Work to complete:
Return all lines of the records that contain the word "strongly".

BEGIN Material supplied

PR #529, opened 2017-10-04
Subnetwork generates network link without calling API

rosbo:
Helps for #431

PR #527, opened 2017-10-04
Improve VPN gateway and router to generate network link without calling network API

rosbo:
Helps for #431 

Not calling the network API for generating the network `self_link` has 2 main advantages:
* Faster, avoid an extraneous network call
* Requires less permission: you may have the permission to create a router without the permission to actually read the network info.

PR #639, opened 2017-10-27
Add Alias IP and Guest Accelerator support to Instance Templates

negz:
...by refactoring a whole bunch of instance and instance template code.

Apologies in advance for the size of this PR. I set out to add Alias IP support to instance templates. I decided to implement this by deduplicating a bunch of code that was replicated between `resource_compute_instance` and `resource_compute_instance_template` and got a little carried away refactoring.

The changes worth note in this PR:
* Per the title instance templates support now Alias IP ranges and Guest Accelerators.
* `resource_compute_instance` and `resource_compute_instance_template` now use the same code to expand and flatten service accounts and network interfaces.
* I switched everything in `resource_compute_instance` over to the v1 API. It was using the beta API for Min CPU Platform and Guest Accelerators, which are both now GA.
* I've deprecated the `network_interface.0.network_ip` key on `resource_compute_instance_template` in favour of `address`, in order to be more consistent with `resource_compute_instance`.

I've run the following tests:
```
$ GOOGLE_PROJECT=REDACTED \
  GOOGLE_XPN_HOST_PROJECT=REDACTED \
  GOOGLE_REGION=us-central1 \
  GOOGLE_USE_DEFAULT_CREDENTIALS=1 \
  TF_ACC=1 \
  go test -v -timeout=120m -run "^TestAccComputeInstance(Template|)_.+$" .
...
PASS
ok      github.com/terraform-providers/terraform-provider-google/google 1356.099s
```


negz:
@rosbo Let me know if there's anything I can do to help you review this - I feel bad about how unwieldy the PR is. Happy to schedule some time to walk through it.

website/docs/r/compute_instance_template.html.markdown
```diff
@@ -255,6 +274,15 @@ The `scheduling` block supports:
...
 
+---
+
+* `guest_accelerator` - (Optional) List of the type and count of accelerator cards attached to the instance. Structure documented below.
+
+The `guest_accelerator` block supports:
+
+* `type` (Required) - The accelerator type resource to expose to this instance. E.g. `nvidia-tesla-k80`.
+
+* `count` (Required) - The number of the guest accelerator cards exposed to this instance.
```
rosbo: Nit: Add a new line after

google/resource_compute_instance_template.go
```diff
@@ -221,6 +242,33 @@ func resourceComputeInstanceTemplate() *schema.Resource {
 										Computed: true,
 										Optional: true,
 									},
+
+									"assigned_nat_ip": &schema.Schema{
```
rosbo: Since an IP is only assigned when an instance is created, it doesn't make sense to have this field in the instance template.

google/resource_compute_instance_template.go
```diff
@@ -184,23 +187,41 @@ func resourceComputeInstanceTemplate() *schema.Resource {
 				ForceNew: true,
 				Elem: &schema.Resource{
 					Schema: map[string]*schema.Schema{
-						"network": &schema.Schema{
+						"name": &schema.Schema{
```
rosbo: Why did you add a name field here in the `network_interface` block?

google/utils.go
```diff
@@ -124,73 +124,50 @@ func getZonalBetaResourceFromRegion(getResource func(string) (interface{}, error
...
-		if !strings.HasPrefix(network, "https://www.googleapis.com/compute/") {
-			// Network value provided is just the name, lookup the network SelfLink
-			networkData, err := config.clientCompute.Networks.Get(
-				project, network).Do()
-			if err != nil {
-				return "", fmt.Errorf("Error reading network: %s", err)
-			}
-			network = networkData.SelfLink
-		}
+func getNetworkLink(config *Config, project, network string) (string, error) {
```
rosbo: In #527 and #529 I created a helper function to replace this method. I started the work of moving off the `getNetworkLink` method, my next step was to finish off with instance and instance template. Consider deleting this method and use the method [here](https://github.com/terraform-providers/terraform-provider-google/blob/master/google/field_helpers.go#L20). The problem with this method is that it makes an extra network call to generate the self link for the network. 

The other benefit of using this new method is that you can easily extract the project from the link. No need for the extra methods you added in utils.go to do this.

google/utils.go
```diff
@@ -387,3 +363,274 @@ func retry(retryFunc func() error) error {
...
+	for i, accelerator := range accelerators {
+		acceleratorsSchema[i] = map[string]interface{}{
+			"count": accelerator.AcceleratorCount,
+			"type":  accelerator.AcceleratorType,
+		}
+	}
+	return acceleratorsSchema
+}
+
+// Instances want a partial URL, but instance templates want the bare
```
rosbo: You can use the pattern we are using here: https://github.com/terraform-providers/terraform-provider-google/blob/master/google/field_helpers.go#L20

This way both instance and instance template can accept either the name or the URL. And then when calling the api, you can pass whichever the API requires.

google/resource_compute_instance.go
```diff
@@ -336,11 +327,13 @@ func resourceComputeInstance() *schema.Resource {
...
 										Optional: true,
+										Computed: true,
 									},
 
 									"assigned_nat_ip": &schema.Schema{
-										Type:     schema.TypeString,
-										Computed: true,
+										Type:       schema.TypeString,
+										Computed:   true,
+										Deprecated: "Please use nat_ip",
```
rosbo: What is the benefit of changing the way people use the nat ip? This PR is already big, I would leave this change out of it for now and open an issue (explaining why it is desirable and how the benefits outweigh having to force users to change their config) if you feel strongly about it.

Note: I don't know why they where split in two fields in the first place, I wasn't there when the decision was taken, maybe @danawillow has more insights.

google/resource_compute_instance.go
```diff
@@ -328,6 +311,14 @@ func resourceComputeInstance() *schema.Resource {
 							Computed: true,
 						},
 
+						"network_ip": &schema.Schema{
```
rosbo: @danawillow what was the plan with `address` and `network_ip`?

google/resource_compute_instance.go
danawillow: Nah, I wasn't there either. Maybe it can change due to reasons other than setting the field via the API? There's nothing in the docs that gives me that impression though, it seems like if you set it it'll be what you set it to, and if you don't set it it'll assign something. @evandbrown do you know?

google/resource_compute_instance.go
danawillow: Looks like @negz put some info about this in the PR description

rosbo: My bad, it makes total sense to mark it as deprecated.

google/resource_compute_instance.go
negz: I guessed that perhaps the original implementor was unaware that a field could be both optional and computed - i.e. could be set by a human or determined by GCE - and thus deduplicated them.

I don't feel strongly about making this change though - happy to leave it out of this PR.

google/resource_compute_instance_template.go
negz: I added it because `resource_compute_instance.go` has a name field in its `network_interface` block. I was operating under the assumption the schema had to exactly match in those two resources in order for them to share a flatten/expand function.

I'm happy to remove name if that's not the case, since an instance template pretty obviously won't have an instance name.

google/resource_compute_instance_template.go
negz: I can't think of a good way to remove this from instance templates while also sharing interface flatten code with instances. I think that might be what sent me down the path of deprecating `assigned_nat_ip` in favour of just using `nat_ip` for both explicit and computed NAT IPs.

google/resource_compute_instance.go
rosbo: I would remove the `Deprecated` notice from `assigned_nat_ip` but you can leave the `nat_ip` field as `Computed` and set the value from GCE. This way, we don't force user to change their config for no clear benefit and the logic for flatten/expand is simpler.

negz: SGTM - Will do.

website/docs/r/compute_instance_template.html.markdown
negz: Done.

google/resource_compute_instance.go
negz: Done.

google/resource_compute_instance_template.go
negz: I managed to work around this - I only try to set the name field if the returned API object has a Name field, which instance template NICs will not.

google/resource_compute_instance_template.go
negz: Part of me prefers your suggested way, but using it would require passing all of `d` down to `flattenAccessConfigs`, and I feel a little better about that function currently simply acting on a slice of *compute.AccessConfig (at the expense of having to keep a pointless `assigned_nat_ip` in the compute instance schema). I've added a comment.

google/utils.go
negz: I replaced `getNetworkLink` with the helpers you suggested, thanks!

I added some code to parse regional fields, with the intention of using the same helpers for subnetworks. Unfortunately in the context of an instance/instance template the subnetwork's project isn't necessarily the same as the instance's project due to XPN, so I don't think the existing helpers will work.

negz:
@rosbo I believe I've addressed all your comments as best I can. All tests are passing.

google/field_helpers.go
```diff
@@ -220,3 +231,78 @@ func parseOrganizationFieldValue(resourceType, fieldValue string, isEmptyValid b
...
+
+// Parses a regional field supporting 5 different formats:
+// - https://www.googleapis.com/compute/ANY_VERSION/projects/{my_project}/regions/{region}/{resource_type}/{resource_name}
+// - projects/{my_project}/regions/{region}/{resource_type}/{resource_name}
+// - regions/{region}/{resource_type}/{resource_name}
+// - resource_name
+// - "" (empty string). RelativeLink() returns empty if isEmptyValid is true.
+//
+// If the project is not specified, it first tries to get the project from the `projectSchemaField` and then fallback on the default project.
+// If the region is not specified, it takes the value of `regionSchemaField`.
```
rosbo: The Regional case is slightly different from the Zonal case. You can set the default region on the provider. The logic should fallback on the default region if it is not specified in the field value or the schema field.

You can refactor the `getRegion` method to have a structure similar to `getProject`. This will introduce a `getRegionFromSchema` method that you can use here.

negz:
@rosbo Done!

website/docs/r/compute_instance.html.markdown
```diff
@@ -259,7 +259,7 @@ exported:
 
 * `network_interface.0.address` - The internal ip address of the instance, either manually or dynamically assigned.
 
-* `network_interface.0.access_config.0.assigned_nat_ip` - If the instance has an access config, either the given external ip (in the `nat_ip` field) or the ephemeral (generated) ip (if you didn't provide one).
+* `network_interface.0.access_config.0.nat_ip` - If the instance has an access config, either the given external ip (in the `nat_ip` field) or the ephemeral (generated) ip (if you didn't provide one).
```
rosbo: Revert to `network_interface.0.access_config.0.assigned_nat_ip`

negz: Done.

google/resource_compute_instance.go
```diff
@@ -542,41 +537,20 @@ func resourceComputeInstance() *schema.Resource {
...
-			return nil, err
-		}
-	case v0beta:
-		var err error
-		instance, err = config.clientComputeBeta.Instances.Get(
-			project, zone, d.Id()).Do()
-		if err != nil {
-			return nil, handleNotFoundError(err, d, fmt.Sprintf("Instance %s", d.Get("name").(string)))
-		}
+	instance, err := config.clientCompute.Instances.Get(project, zone, d.Id()).Do()
```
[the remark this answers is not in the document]
negz: I want to think through what that would look like for a resource that supported the beta API but that didn't currently use any beta features.

If I understand correctly, using this resource as an example:
* There would be an empty `InstanceVersionedFeatures`, i.e. `var InstanceVersionedFeatures = []Feature{}`
* We'd keep all the `switch computeApiVersion` blocks and keep up-converting `compute` structs to their `computeBeta` counterparts.
* All flatten/expand helper functions (which are potentially shared by multiple resources) would take `computeBeta` arguments, regardless of whether they contained any beta functionality.

I think that could work. It would be a little confusing that everything took `computeBeta` arguments regardless of whether it actually contained any beta functionality, and would be especially unfortunate if we needed to keep maintaining two implementations of each helper function.

I'm on the fence and happy to defer to the provider's maintainers. I can put the scaffolding for beta resources back in. I think the code is easier to reason about without the beta resources, but empathise that someone will likely have to add all the boilerplate back next time we want to support a beta feature on this resource.

google/resource_compute_instance.go
```diff
@@ -948,10 +798,11 @@ func resourceComputeInstanceRead(d *schema.ResourceData, meta interface{}) error
 	}
 	attachedDisks = append(attachedDisks, extraAttachedDisks...)
 
+	d.Set("service_account", flattenServiceAccounts(instance.ServiceAccounts))
```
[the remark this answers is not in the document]
negz: @danawillow I don't follow why that would be.

Previously we set the service accounts inline: https://github.com/terraform-providers/terraform-provider-google/pull/639/files/eb36a7c615c78b220388b693b779a19216a28c09#diff-6ebc1a840e42235a51a46d537f17ddaaL823

This PR breaks that same code out into a `flattenServiceAccounts` function: https://github.com/terraform-providers/terraform-provider-google/pull/639/files/eb36a7c615c78b220388b693b779a19216a28c09#diff-d9f99248626432c3fc0b32182bf3a6faR571

However I don't believe there are any changes to what actually happens - i.e. the code does the same thing.

negz:
> In the future, it would be great if things like this were split across smaller PRs- it might extend the amount of time before the code is fully checked in, but it would definitely make our lives easier to only have to review smaller pieces at a time.

@danawillow Understood - I should know better. I really just wanted Alias IP support for instance templates, but got carried away refactoring. I felt like I'd be contributing to a problem (i.e. two divergent implementations of the same thing) if I were to simply go add Alias IP support to the instance template resource.

google/resource_compute_instance.go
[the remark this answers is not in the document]
negz: I was thinking about this more this morning. I'm increasingly feeling that it's more readable to leave out beta support for resources that don't make use of beta features, assuming that re-adding beta support is as simple as:
1. Re-inserting well-established boilerplate (`InstanceVersionedFeatures`, `switch computeApiVersion`)
2. `s/compute/computeBeta/g`.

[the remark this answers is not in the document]
danawillow: I think it's more readable, but also less maintainable, if that makes sense. Right now, the barrier to entry of using a versioned feature is adding it to the `InstanceVersionedFeatures` list. If we remove all the current beta scaffolding, then the barrier to entry becomes adding it all back. If we get to a point where we don't have any beta features in any resources, then we would need to go back into the files' histories to find examples of how to convert back and forth. Or, a new contributor might not even realize that we have examples already, and then they'd have to try to figure it all out again. For a user adding something unrelated to beta features, the extra scaffolding is easy to work around, but if the code isn't there it could potentially become very difficult for someone to figure out how to add it back. So I stand by my original opinion that we should leave it in.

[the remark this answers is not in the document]
negz: @danawillow Fair enough. How do you think I should proceed here?

I believe that if I re-add the beta scaffolding to `resource_compute_instance` I'll need to switch all of its helper functions to take/produce `computeBeta` structs.

A big part of this PR's intent was to reuse code between `resource_compute_instance` and `resource_compute_instance_template` in order to make the two resources more consistent from a Terraform user's perspective. If I reintroduce the beta scaffolding for `resource_compute_instance` I'll need to also add said scaffolding to `resource_compute_instance_template` in order for the two instances to use the same code.

I'm happy to add beta scaffolding to both resources, but I'm also open to abandoning this PR and sending a new one that adds what I really want (Alias IP support for instance templates) if you think this is all getting too unwieldy.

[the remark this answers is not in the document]
danawillow: Sure, but if you switch it to non-beta and then a beta feature comes along, you still would need to figure out what to do about beta-ifying instance template.

I'm ok with adding the Alias IP support in a new PR so we can keep having the refactoring conversations in this one while that gets in (it'll probably be a quick review since it'll have mostly already been reviewed)

negz:
@danawillow I've re-added the beta scaffolding to compute instance and added it to compute instance template. All tests are passing.

google/resource_compute_instance_template_test.go
```diff
@@ -718,3 +870,104 @@ resource "google_compute_instance_template" "foobar" {
...
+
+  	network_interface {
+   		subnetwork = "${google_compute_subnetwork.inst-test-subnetwork.self_link}"
+
+		// Note that unlike compute instances, instance templates seem to be
+		// only able to specify the netmask here. Trying a full CIDR string
+		// results in: 
+		// Invalid value for field 'resource.properties.networkInterfaces[0].aliasIpRanges[0].ipCidrRange':
+		// '172.16.0.0/24'. Alias IP CIDR range must be a valid netmask starting with '/' (e.g. '/24')
+    	alias_ip_range {
```
danawillow: nit: indentation

google/utils.go
```diff
@@ -408,3 +365,252 @@ func extractFirstMapConfig(m []interface{}) map[string]interface{} {
...
+			return nil, fmt.Errorf("exactly one of network or subnetwork must be provided")
+		}
+
+		nf, err := ParseNetworkFieldValue(network, d, config)
+		if err != nil {
+			return nil, fmt.Errorf("cannot determine selflink for subnetwork '%s': %s", subnetwork, err)
+		}
+
+		subnetworkProject := data["subnetwork_project"].(string)
+		subnetLink, err := getSubnetworkLink(config, project, region, subnetworkProject, subnetwork)
```
danawillow: Were you intending on having this use ParseSubnetworkFieldValue? That got added in this PR but isn't used anywhere.

google/utils.go
```diff
@@ -408,3 +365,252 @@ func extractFirstMapConfig(m []interface{}) map[string]interface{} {
 
 	return m[0].(map[string]interface{})
 }
+
+func expandAliasIpRanges(ranges []interface{}) []*computeBeta.AliasIpRange {
```
danawillow: Since these are only specific to instances/instance templates, I'd rather them be in resource_compute_instance.go (or a new file) instead of the provider-wide utils

google/resource_compute_project_metadata.go
```diff
@@ -87,6 +90,18 @@ func resourceComputeProjectMetadataCreate(d *schema.ResourceData, meta interface
 	return resourceComputeProjectMetadataRead(d, meta)
 }
 
+// This function differs from flattenMetadata only in that it takes
+// compute.metadata rather than computeBeta.metadata as an argument. It should
+// be removed in favour of flattenMetadata if/when this resource gets beta
+// support.
+func flattenCommonInstanceMetadata(metadata *compute.Metadata) map[string]string {
```
danawillow: There are a whole bunch of metadata expanders/flatteners floating around (here, resource_compute_instance, utils.go, metadata.go)- is it possible to have just one of each that live in the same file? (my vote is for metadata.go)

google/utils.go
negz: SGTM. I think I'd prefer a new file. `_helpers.go` and `_utils.go` patterns both exist, so maybe `compute_instance_helpers.go`.

google/resource_compute_project_metadata.go
negz: SGTM, will change.

google/utils.go
negz: https://github.com/terraform-providers/terraform-provider-google/pull/639#discussion_r151016103

> I added some code to parse regional fields, with the intention of using the same helpers for subnetworks. Unfortunately in the context of an instance/instance template the subnetwork's project isn't necessarily the same as the instance's project due to XPN, so I don't think the existing helpers will work.

I did originally, but then it was too much effort per the above comment. :) I think it might be worth doing, but it seems like it might be a good candidate for a separate PR given that `ParseSubnetworkFieldValue` would not work as currently implemented. I'm happy to drop `ParseSubnetworkFieldValue` and the regional field parsing code from this PR since it's unused if that's preferred.

danawillow: Ah ok. At this point my goal is to just get this PR in, so don't worry about it

negz:
@danawillow Think I've got all your comments addressed. It was mostly just shuffling functions around to more sensible places, but I confirmed the tests are still passing too.

danawillow:
Thansk @negz, and sorry for the drawn-out review cycle! Merging now.

negz:
No problem @danawillow ! Thank you and @rosbo for all the help getting this merged.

END Material supplied

Answer to this task:
rosbo: What is the benefit of changing the way people use the nat ip? This PR is already big, I would leave this change out of it for now and open an issue (explaining why it is desirable and how the benefits outweigh having to force users to change their config) if you feel strongly about it.
I don't feel strongly about making this change though - happy to leave it out of this PR.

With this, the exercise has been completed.